There's other aspects of making too much of a deal of the man's skin color too. A friend of mine recently voiced the thought that we just might have a president who you can't disagree with or criticize without it becoming a racial issue. I'm not even talking about speaking offensively or in a bigoted way against the man himself. Is it possible that someone will really think that if I make a statement that I disagree with Mr. Obama's economic policy that that becomes a racial issue just because our President is black? I know that sound extreme, but there are people who I have met and had conversations with who are so extremely simple and ignorant, that this is all that they will see. Just because I'm white, if I disagree with something Barack Obama does, someone will think I disagree with him because he's black.

Another thing I've heard about that is racist is also at steak in this presidency. If Mr. Obama turns out to be either a poor, or even just a mediocre President, there are some people who will think "I knew we shouldn't have elected a black man to the Presidency". If this happens, it's possible that a mediocre presidency could be spun into a good one because of the historic importance of Mr. Obama as the first black President. Barack Obama is already being touted as a representative of the black race by the media. Why can't Barack Obama just be an American and a man, and why don't we just judge him as a man?

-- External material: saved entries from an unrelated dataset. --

PR #464, opened 2019-02-18
Propose new appointment-book hook

lmckenzi:
Proposed as part of the Davinci CRD project

### DIFF
--- a/docs/hooks/appointment-booking.md
+++ b/docs/hooks/appointment-booking.md
@@ -12,7 +12,7 @@ This hook is invoked when the user is scheduling one or more future encounters/v
 
 ## Context
 
-The Patient whose appointment is/appointments are bing booked as well as the draft Appointment records.
+The Patient whose appointment(s) are being booked, as well as the proposed Appointment records.
 
 Field | Optionality | Prefetch Token | Type | Description
 ----- | -------- | ---- | ---- | ----
--- a/docs/hooks/appointment-booking.md
+++ b/docs/hooks/appointment-booking.md
@@ -26,6 +26,7 @@ Field | Optionality | Prefetch Token | Type | Description
 
 ```json
 "context":{
+  "userId" : "PractitionerRole/A2340113",
   "patientId" : "1288992",
   "appointments" : [
     {
@@ -123,6 +124,7 @@ Field | Optionality | Prefetch Token | Type | Description
 
 ```json 
 "context":{
+  "userId" : "PractitionerRole/A2340113",
   "patientId" : "1288992",
   "encounterId" : "456",
   "appointment" : [
--- a/docs/hooks/appointment-booking.md
+++ b/docs/hooks/appointment-booking.md
@@ -4,6 +4,7 @@
 | ---- | ----
 | specificationVersion | 1.0
 | hookVersion | 1.0
+| hookMaturity | 0 - Draft 
 
 ## Workflow
 
--- a/docs/hooks/appointment-booking.md
+++ b/docs/hooks/appointment-booking.md
@@ -16,12 +16,13 @@ The Patient whose appointment(s) are being booked, as well as the proposed Appoi
 
 Field | Optionality | Prefetch Token | Type | Description
 ----- | -------- | ---- | ---- | ----
+`userId` | REQUIRED | Yes | *string* | The id of the current user.<br />For this hook, the user could be of type [Practitioner](https://www.hl7.org/fhir/practitioner.html), [PractitionerRole](https://www.hl7.org/fhir/practitionerrole.html), [Patient](https://www.hl7.org/fhir/patient.html), or [RelatedPerson](https://www.hl7.org/fhir/relatedperson.html).<br />For example, `Practitioner/123`
 `patientId` | REQUIRED | Yes | *string* | The FHIR `Patient.id` of Patient appointment(s) is/are for
 `encounterId` | OPTIONAL | Yes | *string* | The FHIR `Encounter.id` of Encounter where booking was initiated
 `appointments` | REQUIRED | No | *object* | DSTU2/STU3/R4 - FHIR Bundle of Appointments in 'proposed' state
 
 
-### Examples
+### Examples (STU3)
 
 ```json
 "context":{
@@ -120,7 +121,7 @@ Field | Optionality | Prefetch Token | Type | Description
 }
 ```
 
-```json
+```json 
 "context":{
   "patientId" : "1288992",
   "encounterId" : "456",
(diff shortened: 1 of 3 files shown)


docs/hooks/appointment-booking.md
```diff
@@ -0,0 +1,237 @@
...
+| specificationVersion | 1.0
+| hookVersion | 1.0
+
+## Workflow
+
+This hook is invoked when the user is scheduling one or more future encounters/visits for the patient.  It may be invoked at the start and end of the booking process and/or any time between those two points.  It allows hook services to intervene in the decision of when future appointments should be scheduled, where they should be scheduled, what services should be booked, to identify actions that need to occur prior to scheduled appointments, etc.
+
+## Context
+
+The Patient whose appointment is/appointments are bing booked as well as the draft Appointment records.
```
isaacvetter:
```suggestion
The Patient whose appointment(s) are being booked, as well as the proposed Appointment records.
```

docs/hooks/appointment-booking.md
```diff
@@ -0,0 +1,237 @@
...
+
+Field | Optionality | Prefetch Token | Type | Description
+----- | -------- | ---- | ---- | ----
```
isaacvetter: Why not include `userId` in the context (like all of our other hooks) ?

docs/hooks/appointment-booking.md
```diff
@@ -0,0 +1,237 @@
...
+          "required": "required",
+          "status": "accepted"
+        }
+      ]
+    }
+  ]
+}
+```
+
+```json
```
isaacvetter: Is this the R4 example? 

Could you please label each example with the FHIR version it implements?

docs/hooks/appointment-booking.md
```diff
@@ -0,0 +1,237 @@
+# `appointment-booking`
+
+| Metadata | Value
+| ---- | ----
+| specificationVersion | 1.0
+| hookVersion | 1.0
```
isaacvetter: Is a 1.0 version for this hook appropriate? Regardless, you should also specify a [hookMaturity](https://cds-hooks.org/hooks/template/).

```suggestion
| hookVersion | 1.0
| hookMaturity | 0 - Draft 
```

isaacvetter:
Hey Lloyd, I added a few comments in line. The only other thing you're missing is adding a menu link to the new appointment-booking hook page. I went ahead and did this for you in your branch (in the mkdocs.yml file).

Isaac

docs/hooks/appointment-booking.md
lmckenzi: Added

docs/hooks/appointment-booking.md
lmckenzi: Both are STU3.  Label added

docs/hooks/appointment-booking.md
```diff
@@ -0,0 +1,241 @@
...
+| hookMaturity | 0 - Draft 
+
+## Workflow
+
+This hook is invoked when the user is scheduling one or more future encounters/visits for the patient.  It may be invoked at the start and end of the booking process and/or any time between those two points.  It allows hook services to intervene in the decision of when future appointments should be scheduled, where they should be scheduled, what services should be booked, to identify actions that need to occur prior to scheduled appointments, etc.
```
kpshek:
```suggestion
This hook is invoked when the user is scheduling one or more future encounters/visits for the patient.  It may be invoked at the start and end of the booking process and/or any time between those two points.  It allows CDS Services to intervene in the decision of when future appointments should be scheduled, where they should be scheduled, what services should be booked, to identify actions that need to occur prior to scheduled appointments, etc.
```

'CDS Services', not 'hook services'

jmandel:
Quick naming question, since we describe our format as noun-followed-by-verb. Our other hooks use direct verbs rather than gerunds, so I'd expect to see `appointment-book` or `appointment-reserve` or something. We hint at this in our docs, but it occurs to me we might have an opportunity to be a bit more prescriptive. Obviously not a big deal, but now's a good time to be thinking about these things.

lmckenzi:
I renamed to appointment-book as per Josh's recommendation

jmandel:
Could the description touch on why Appointment vs ServiceRequest is the target here? It may be obvious to others but based on the documentation in the core specification I'm having trouble understanding which is a better fit for the use case of layering decision support onto a scheduling or referral workflow.

lmckenzi:
@jmandel - I think that's driven by the underlying resources.  A ServiceRequest is fundamentally an authorization.  It follows the typical order workflow where you seek fulfillment (possibly directed or not), service happens, and a report comes back.  Appointment is just booking a visit.  A physician might well book an appointment to see them again, but they would never create a ServiceRequest - they don't need to authorize themselves to do something.  In fact, appointments are most typically made by the indivdidual (or at least the organization) the appointment is with.  It's *possible* to have a physician book an appointment with a different organization, but that is most commonly handled with a referral (i.e. ServiceRequest) workflow.  We have hook for ServiceRequest with the various order hooks.  The Appointment hook is for the other side of things.  If you think the documentation in the core spec is insufficiently clear, then my leaning is to raise a change request to clarify things there rather than trying to differentiate in the hook descriptions.

kpshek:
Since we have consensus on the reviews, I'm going to merge this PR in. This is still in draft state and I expect the discussion to continue around this hook.

Thanks @lmckenzi for putting this hook together!

jmandel:
@lmckenzi Just so I have the context: does this mean we'd need a different hook for managing *referrals*, like "I want my patient to see a cardiologist" (and an external service responds with "yes, you should refer to Dr. Jones, following this link")?

lmckenzi:
A referral is actually two things.  One step is the authorization process: "I, Mrs. GP have examined the patient Mr. Jones and authorize them to be seen by a cardiologist".  The second is the solicitation for care step - i.e. finding an appropriate cardiologiest to see Patient Jones.  ServiceRequest is used for the first of these.  There are a few options for the second, but most typically Task will be involved.  Separate Task instances would exist for each cardiologist asked and would reflect who said "no" and eventually who said "yes".

Actually being *seen* by the cardiologiest may involve a series of appointments - one for an initial examination, one for a follow up after some tests are done, one for a pre-surgery consult, and perhaps a couple of post-surgery follow-ups - all of which would be done under the auspices of the accepted "referral".  The initial appointment is typically arranged once the referral has been accepted by the performer.

jmandel:
(moving discussion to https://chat.fhir.org/#narrow/stream/179159-cds-hooks/topic/Appointment.20scheduling)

Many Americans think that President Bush is an idiot right now, but I've never heard that it was because he was white. I don't remember anyone thinking that the Berlin wall came down because Ronald Reagean was white. America didn't rise to Kennedy challenge to reach for the moon simply because of his complexion. Our founding fathers didn't fight against the British because they were white. For Obama though, America's opinions of the man are already being shaped because he's black. This was demonstrated to me while listening to a morning radio host ask a caller during the primaries last year whether she was going to vote for Hillary Clinton or Barack Obama. The caller stated that she hadn't figured out whether being black or a woman was more important to her, and that she was going to vote for the candidate who she could identify with more based on which characteristic she identified more in herself. Simply stated, she couldn't decide between skin pigmentation or genitals. I assume that if Hillary had darker skin, or if Barack Obama had lighter skin, her decision would be easier. How sick is that? Why can't you state that Barack Obama more closely matches my political views, or even just say I think Hillary would do a better job? Incidentally I would be writing a post about Hillary Clinton today if she had won the Presidency because there would be many of the same issues surrounding her Presidency revolving around her gender.

How did we get so skewed that we can't just accept Barack Obama just as our President? Why do we have to modify it by adding an adjective and make him our black President? Either he will do a good job, or he won't, and being black won't have anything to do with it. I hope that he turns out to be a good President, one that America can be proud of based on his actions and decisions. I hope that nothing untoward happens to either him or his family. I don't agree with everything he stands for and I didn't vote for him, but I still think he's a good man, and I hope he does a good job for America.